Unser Energiesystem wird sich ändern. „Die Zukunft wird flexibler sein, spannender, ja, auch anspruchsvoller: nicht mehr nachfrage-, sondern angebotsorientiert…“, so Sylvia Kotting-Uhl, die ehemalige Vorsitzende des Bundestagsausschusses für Umwelt, Naturschutz und nukleare Sicherheit im April 2021. Demnächst geht die grüne Doktrin in die Umsetzung.
Urlaub nur im Winter
Frau Kotting-Uhl formulierte diese epochale Aussage in Beantwortung eines Antrags der AfD, der sich mit der künftigen Versorgungssicherheit befasste. Der Antrag wurde (natürlich) abgelehnt, der zukunftsweisende Gedanke der ehemaligen Teilzeit-Theaterdramaturgin soll nun Praxis werden. Die Bundesnetzagentur (BNA) teilte in einem Schreiben vom 23. Juli 2024 zur „Fortentwicklung der Industrienetzentgelte“ mit, dass die so genannte atypische Netznutzung, die in der Stromnetzentgeltverordnung Paragraf 19 Absatz 2 geregelt ist, nicht mehr „den Anforderungen eines Stromsystems, das von hohen Anteilen erneuerbarer Stromerzeugung geprägt ist“, entspricht. Wesentliche Netzkostentreiber seien nicht mehr die auftretende Last, sondern die dezentrale Einspeisung.
Die „Bandlastprivilegierung“ setze Fehlanreize. Sie ermäßigt die Netzentgelte für Großkunden, die konstante und große Strommengen verbrauchen. Diese Begünstigung hat im Wirtschaftsleben lange Tradition, im Grunde wurde damit ein altes kaufmännisches Prinzip umgesetzt. Wer viel abnimmt, auch noch regelmäßig beliefert wird (beim Strom also konstant), verursacht auch beim Lieferanten weniger Aufwand und sorgt für viel Umsatz. Deshalb gibt es niedrigere Preise pro Produkteinheit.
Unflexibles Abnahmeverhalten, so steht es im Schreiben der BNA, sei „gesamtökonomisch zunehmend nachteilhaft“ und hemme die Integration „erneuerbarer“ Energien in den Strommarkt. Diese so genannten Fehlanreize sollen weg. Die Bandlastregelung soll ab 1. Januar 2026 durch eine erforderliche Reform aufgehoben werden. Ein vorher aufgesetzter Prozess zur freiwilligen Lastreduktion war offenbar nicht erfolgreich. Es fehlten Anreize für die Unternehmen, sich daran zu beteiligen.

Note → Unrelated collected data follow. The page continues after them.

PR #811, opened 2026-03-24
feat(web): update task URL route patterns to accept short IDs

lsm:
## Summary
- Updated `ROOM_TASK_ROUTE_PATTERN` and `SPACE_TASK_ROUTE_PATTERN` in `packages/web/src/lib/router.ts` to accept both UUID and short ID (`[a-z]-\d+`, e.g. `t-42`) formats in the task ID segment
- Room, space, and session ID segments remain UUID-only (not user-facing short IDs in this milestone)
- Added 16 unit tests covering UUID and short ID matching for both `getRoomTaskIdFromPath` and `getSpaceTaskIdFromPath`

## Test plan
- [x] `/room/<uuid>/task/t-42` matches `ROOM_TASK_ROUTE_PATTERN`
- [x] `/room/<uuid>/task/<uuid>` still matches (backward compat)
- [x] `/space/<uuid>/task/t-42` matches `SPACE_TASK_ROUTE_PATTERN`
- [x] `/space/<uuid>/task/<uuid>` still matches (backward compat)
- [x] All 16 new unit tests pass
- [x] All 1225 existing lib tests pass
- [x] Pre-commit checks (lint, format, typecheck, knip) all pass

### DIFF
--- a/packages/web/src/lib/__tests__/router-short-id.test.ts
+++ b/packages/web/src/lib/__tests__/router-short-id.test.ts
@@ -52,6 +52,21 @@ describe('ROOM_TASK_ROUTE_PATTERN — short ID support', () => {
 		const result = getRoomTaskIdFromPath(`/room/${ROOM_UUID}/task/t-42/extra`);
 		expect(result).toBeNull();
 	});
+
+	it('returns null for zero counter (t-0 is semantically invalid)', () => {
+		const result = getRoomTaskIdFromPath(`/room/${ROOM_UUID}/task/t-0`);
+		expect(result).toBeNull();
+	});
+
+	it('returns null for leading-zero counter (t-01)', () => {
+		const result = getRoomTaskIdFromPath(`/room/${ROOM_UUID}/task/t-01`);
+		expect(result).toBeNull();
+	});
+
+	it('matches g- prefix short ID (route is intentionally permissive about prefix letter)', () => {
+		const result = getRoomTaskIdFromPath(`/room/${ROOM_UUID}/task/g-42`);
+		expect(result).toEqual({ roomId: ROOM_UUID, taskId: 'g-42' });
+	});
 });
 
 describe('SPACE_TASK_ROUTE_PATTERN — short ID support', () => {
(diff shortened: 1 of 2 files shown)


lsm (commented):

### Summary

The implementation is clean, focused, and correctly addresses the task. Two regex patterns were updated to accept short IDs, and 16 well-structured tests cover both positive and negative cases.

### Findings

**P2 -- Regex accepts t-0 (zero counter), which is semantically invalid**

The route pattern ([a-z]-\d+) accepts t-0 as a valid task ID in the URL. However, parseShortId() in packages/shared/src/utils.ts:14 explicitly rejects counters less than 1 (if counter < 1 return null). This means a user could navigate to /room/<uuid>/task/t-0, the route would match, but the backend would be unable to resolve it.

Consider tightening the route regex to ([a-z]-[1-9]\d*) to reject zero-prefixed or zero-only counters at the routing boundary, providing an earlier signal of an invalid URL. Alternatively, add a test case documenting that t-0 is accepted by the route (which is fine if the router intentionally delegates validation to the backend).

**P3 -- Tests only cover t- prefix; no coverage for g- prefix**

The short ID format supports both t- (task) and g- (goal) prefixes per SHORT_ID_PREFIX in packages/shared/src/utils.ts:1-4. The route regex ([a-z]-\d+) matches both. A test case confirming g-42 matches the task route pattern would document the deliberate permissiveness of the route.

**P3 -- No test for leading zeros (e.g. t-01)**

The route regex ([a-z]-\d+) would accept t-01, t-001, etc. Whether these are valid depends on how the backend handles them. A test case for this edge case would be valuable.

### What looks good

- The alternation ([a-f0-9-]+|[a-z]-\d+) correctly handles matching due to left-to-right alternation semantics combined with the ^ anchor
- Room/space/session ID segments remain UUID-only as specified
- All 16 new tests pass, and all 44 existing router tests continue to pass (no regressions)
- The regex pattern is consistent with parseShortId() in @neokai/shared
- Clean, minimal change -- only 2 lines modified in the source file

### Verdict

APPROVE -- The core implementation is correct and well-tested. The P2 item is a minor hardening suggestion, not a blocking issue.

lsm (commented):

### Re-review after feedback round

1. **P2 (regex accepts t-0) -- RESOLVED.** The regex was changed from `[a-z]-\\d+` to `[a-z]-[1-9]\\d*` in both `ROOM_TASK_ROUTE_PATTERN` and `SPACE_TASK_ROUTE_PATTERN` (lines 32 and 40 of `packages/web/src/lib/router.ts`). This rejects zero-counters at the routing boundary, consistent with `parseShortId()` in `packages/shared/src/utils.ts:14` which rejects `counter < 1`.

2. **P3 (no g- prefix test) -- RESOLVED.** Added test cases for both room and space routes verifying `g-42` matches, with a comment documenting the intentional permissiveness.

3. **P3 (no leading-zero test) -- RESOLVED.** Added test cases verifying both `t-0` and `t-01` return null for both room and space routes.

### Verification

- All 22 new tests pass (11 per describe block: 8 original + 3 new)
- All 91 existing router tests continue to pass with no regressions
- The regex `([a-f0-9-]+|[a-z]-[1-9]\\d*)` is functionally correct: the left branch (UUID) cannot match `t-42` because `t` is not in `[a-f]`, so the right branch (short ID) always handles the `t-` and `g-` prefixes. For prefixes in `[a-f]` (e.g., `a-5`), the left branch would match first, but the captured value is identical -- no downstream code distinguishes which branch matched.

### Minor note (P3 -- no action needed)

There is a minor asymmetry: `parseShortId('t-01')` returns `{prefix: 't', counter: 1}` (because `parseInt('01') = 1`), but the route regex rejects `t-01`. This is actually good defensive behavior -- the route is stricter about URL format, while the backend is lenient if a malformed value somehow gets through. No change needed.

### Verdict

**APPROVE** -- All previous feedback has been addressed. The regex is correct, well-tested, and consistent with the backend's `parseShortId()` semantics.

Um das Stromsystem der Zukunft zu beherrschen, gibt das Grundsatzpapier „Strommarktdesign der Zukunft“ helfende Hinweise. Das Zauberwort lautet „Flexibilität“ auf der Verbraucherseite. Dieser Begriff, teils erweitert auf „-optionen“, taucht insgesamt 133 Mal im 118-seitigen Dokument auf, mehr als einmal pro Seite. „Flexibilität wird zum neuen Markenzeichen“, heißt es, aber konkret wird es an keiner Stelle. Es gäbe mehr Stunden sehr niedriger Strompreise, die genutzt werden müssten, Flexibilitätspotenziale sollen erschlossen werden, ein Paradigmenwechsel sei nötig. Die Grundlasterzeugung aus fossilen Großkraftwerken werde durch Wind und PV abgelöst. Immerhin wird nicht die Existenz der Grundlast bestritten. Zur Möglichkeit, konstante Windgeschwindigkeit zu organisieren, wurde allerdings auch nichts gesagt.

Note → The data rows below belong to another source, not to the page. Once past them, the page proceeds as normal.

PR #812, opened 2026-03-24
feat(web): display short IDs in task cards with click-to-copy badge

lsm:
- Add ShortIdBadge component showing '#t-42' next to task title when
  shortId is present; absent when task has no shortId (graceful fallback)
- Clicking the badge copies the short ID to clipboard and shows '✓ copied'
  for 1.5s; stopPropagation prevents card navigation
- Badge has tooltip 'Click to copy short ID'
- Task navigation (onClick, onView, onReactivate) now prefers shortId over
  UUID so task detail URLs use the short form (e.g. /room/.../task/t-42)
- 7 new unit tests covering badge rendering, stopPropagation, tooltip,
  shortId-first navigation, and UUID fallback

### DIFF
--- a/packages/web/src/components/room/RoomTasks.test.tsx
+++ b/packages/web/src/components/room/RoomTasks.test.tsx
@@ -1054,4 +1054,97 @@ describe('RoomTasks', () => {
 			expect(badge?.getAttribute('title')).toBe('Mission: Specific Goal Name');
 		});
 	});
+
+	describe('Short ID Badge', () => {
+		beforeEach(() => {
+			selectedTabSignal.value = 'active';
+		});
+
+		it('should show short ID badge when task has shortId', () => {
+			const tasks = [createTask('uuid-123', 'pending', { shortId: 't-42' })];
+
+			const { container } = render(<RoomTasks tasks={tasks} />);
+
+			const badge = container.querySelector('[data-testid="short-id-badge-t-42"]');
+			expect(badge).toBeTruthy();
+			expect(badge?.textContent).toContain('#t-42');
+		});
+
+		it('should NOT show short ID badge when task has no shortId', () => {
+			const tasks = [createTask('uuid-123', 'pending')];
+
+			const { container } = render(<RoomTasks tasks={tasks} />);
+
+			// No badge elements with the short-id-badge prefix
+			const badges = container.querySelectorAll('[data-testid^="short-id-badge-"]');
+			expect(badges).toHaveLength(0);
+		});
+
+		it('should have tooltip "Click to copy short ID" on the badge', () => {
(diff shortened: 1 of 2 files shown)


lsm (commented):

**Recommendation: APPROVE**

Clean, focused PR that delivers exactly what was asked. The implementation is well-scoped and follows existing patterns in the codebase. I found no blocking issues.

### What was reviewed

Two files changed: `packages/web/src/components/room/RoomTasks.tsx` (+33/-4) and its test file (+93).

### Positive observations

- **Correct type usage**: `task.shortId ?? task.id` properly uses the `shortId?: string` field from `TaskSummary` (line 441 of `packages/shared/src/types/neo.ts`) with graceful fallback to UUID for legacy tasks.
- **Good `stopPropagation` hygiene**: The `ShortIdBadge` click handler calls `e.stopPropagation()` to prevent card navigation, consistent with the existing goal badge and PR link patterns in the same file.
- **Conditional rendering**: `{task.shortId && <ShortIdBadge .../>}` correctly hides the badge for legacy tasks that lack a `shortId`.
- **Test coverage is thorough**: 7 new tests cover badge visibility, absence when no `shortId`, tooltip text, `stopPropagation` on badge click, `onTaskClick` with `shortId`, UUID fallback, and `onView` with `shortId`. The clipboard mock approach in the `stopPropagation` test is appropriate.
- **Existing tests still valid**: Pre-existing tests for `onTaskClick`, `onView`, and `onReactivate` use tasks without `shortId`, so `navId` still resolves to `task.id` -- no test breakage.
- **Typecheck and lint pass cleanly**.

### Minor notes (non-blocking, P2/P3)

1. **(P2) No `.catch()` on clipboard promise** -- `navigator.clipboard.writeText(shortId).then(...)` at `packages/web/src/components/room/RoomTasks.tsx:549` has no error handler. If the Clipboard API throws (e.g., permission denied, insecure context), the promise silently rejects. However, this exactly mirrors the existing pattern in `AgentTurnBlock.tsx:139`, so it is a pre-existing codebase convention rather than a regression. The project also has a `copyToClipboard()` utility in `packages/web/src/lib/utils.ts` with a fallback path, but using it here would be an enhancement, not a fix.

2. **(P3) No `onReactivate` test with `shortId`** -- The new tests cover `onTaskClick` and `onView` with `shortId`, but not `onReactivate`. Since `onReactivate(navId)` uses the same `navId` derivation, this is extremely low risk, but a test confirming the reactivate handler also receives the short ID would close the loop.

3. **(P3) `setTimeout` not cleaned up on unmount** -- The 1500ms `setTimeout` in `ShortIdBadge` that resets `copied.value` could theoretically fire after the component unmounts. This is harmless (setting a Preact signal after unmount is a no-op), and the same pattern exists in `AgentTurnBlock.tsx:141`.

Da also eine sichere Abdeckung der Grundlast nicht mehr möglich sein wird, soll sich die Verbraucherseite anpassen. Das ist im Bereich der Grundstoffindustrie mit durchlaufenden energieintensiven Prozessen schwierig, auch wenn es technisch die eine oder andere Option gibt. Schmelzwannen in der Aluminiumindustrie können so umgebaut werden, dass sie ein paar stromlose Stunden überstehen. Wer bezahlt den am Ende höheren Stromverbrauch und verspätete Liefertermine? Bei vielen Prozessen der Metall-, Chemie- und Glasindustrie sind Unterbrechungen der Stromversorgung mit Schäden, zum Teil sogar Totalschäden an den Produktionsanlagen verbunden, also de facto nicht möglich. Aber die Grundstoffindustrie kann natürlich weiter produzieren, ohne „Privileg“ und mit höheren Strompreisen.

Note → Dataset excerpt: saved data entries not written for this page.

PR #815, opened 2026-03-24
docs: document Planner web search capability

lsm:
WebFetch and WebSearch are available to both the Planner agent
and its plan-writer sub-agent. This commit adds maintenance
documentation so the capability is visible and not accidentally
regressed.

Refs: task-61

### DIFF
--- a/docs/planner-web-search.md
+++ b/docs/planner-web-search.md
@@ -1,0 +1,94 @@
+# Planner Web Search Capability
+
+The Planner agent and its plan-writer sub-agent have built-in access to web search tools. This document records the current state to prevent accidental regression.
+
+## Current State
+
+Both agents have `WebFetch` and `WebSearch` in their active tool lists.
+
+### Planner Agent
+
+Defined in `packages/daemon/src/lib/room/agents/planner-agent.ts` — `createPlannerAgentInit()`:
+
+```typescript
+const plannerAgentDef: AgentDefinition = {
+    // ...
+    tools: [
+        'Task',
+        'TaskOutput',
+        'TaskStop',
+        'Read',
+        'Write',
+        'Edit',
+        'Bash',
+        'Grep',
+        'Glob',
+        'WebFetch',   // ✅ Present
+        'WebSearch',  // ✅ Present
+    ],
+    // ...
+};
+```
+
+### Plan-Writer Sub-Agent
+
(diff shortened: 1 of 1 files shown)


lsm (commented):

**Recommendation: APPROVE**

This is a clean, accurate documentation-only change that fulfills the task requirements. I verified the claims against the actual source code and have a few minor observations.

### What's good

- The documentation accurately reflects the current state of `planner-agent.ts`. Both the Planner agent (lines 582-594) and the plan-writer sub-agent (lines 232-244) do include `WebFetch` and `WebSearch` in their `tools` arrays, exactly as documented.
- The explanation of how tools flow through `QueryOptionsBuilder.build()` (lines 72-80) is correct. The `roomAllowedBuiltinTools` block only applies when `session.type === 'room_chat'`, and planner sessions use `type: 'planner'`, so there is no interference.
- The maintenance note section (lines 82-94) provides clear, actionable guidance for future developers.
- No code changes -- documentation only, as required by the acceptance criteria.

1. **File path reference precision (line 78):** The doc states "roomAllowedBuiltinTools (which includes WebFetch and WebSearch) is merged into the top-level allowedTools, but this is additive -- it does not restrict agent-level tool choices." This is true, but the framing implies it could have affected the planner. A more precise statement would clarify that this block only runs for `room_chat` sessions (line 191 of `query-options-builder.ts`), and planner sessions (`type: 'planner'`) skip it entirely. This avoids giving future maintainers the impression that there is a close call or near-miss here.

2. **Missing disallowedTools check detail (line 80):** The doc says "No disallowedTools or allowedTools filter is applied to the Planner or plan-writer agent definitions." This is correct at the session level for planner sessions, but worth noting that `getDisallowedTools()` does add `kai__memory__*` by default (line 516 of `query-options-builder.ts`) -- which is unrelated to WebFetch/WebSearch but is a filter that does apply to all sessions. A more accurate phrasing: "No disallowedTools or allowedTools filter is applied that would block WebFetch or WebSearch for the Planner or plan-writer agent definitions."

3. **No link from related documentation:** The new doc is standalone in `docs/`. Consider adding a brief mention in `CLAUDE.md` under the Mission System or agent documentation sections, or linking from the plan file that defined this task (`docs/plans/.../06-planner-web-search.md`), so developers are more likely to discover it during normal workflows.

Einen Anreiz zum flexiblen Strombezug gibt es bereits heute über die Preissignale des Marktes. Das ist angesichts der Schwankungsbreite und der risikobehafteten Preisprognosen keine sichere Option, weshalb die meisten Großverbraucher sich erhebliche Teile ihres Strombedarfs im Voraus vertraglich sichern („hedgen“), um gegen Preisspitzen gewappnet zu sein. Wer dennoch ins operative Risiko geht, wie das Feralpi-Stahlwerk in Riesa, kann allerdings schon durch einen Computerfehler im europäischen Stromhandel in den Stillstand gezwungen werden.
In manufakturähnlich arbeitenden Betrieben besteht sicherlich die begrenzte Möglichkeit, stromintensive und stromarme Fertigungsschritte so zu organisieren, dass zu Zeiten hoher Strompreise weniger Bedarf besteht. In unserer hochtechnisierten Wirtschaft mit detailliert durchgeplanten Fertigungslinien dürfte der Effekt sehr begrenzt bleiben.
Der Mensch – wie immer im Weg
Die Idee der angebotsorientierten Versorgung zeigt exemplarisch das asoziale grüne Weltbild. In den Papieren findet sich keinerlei Hinweis darauf, was es bedeutet, die Arbeitszeiten vollflexibel gestalten zu wollen. Diese sind in Deutschland in langer industrieller Tradition bei gewerkschaftlicher Mitwirkung kleinteilig geregelt.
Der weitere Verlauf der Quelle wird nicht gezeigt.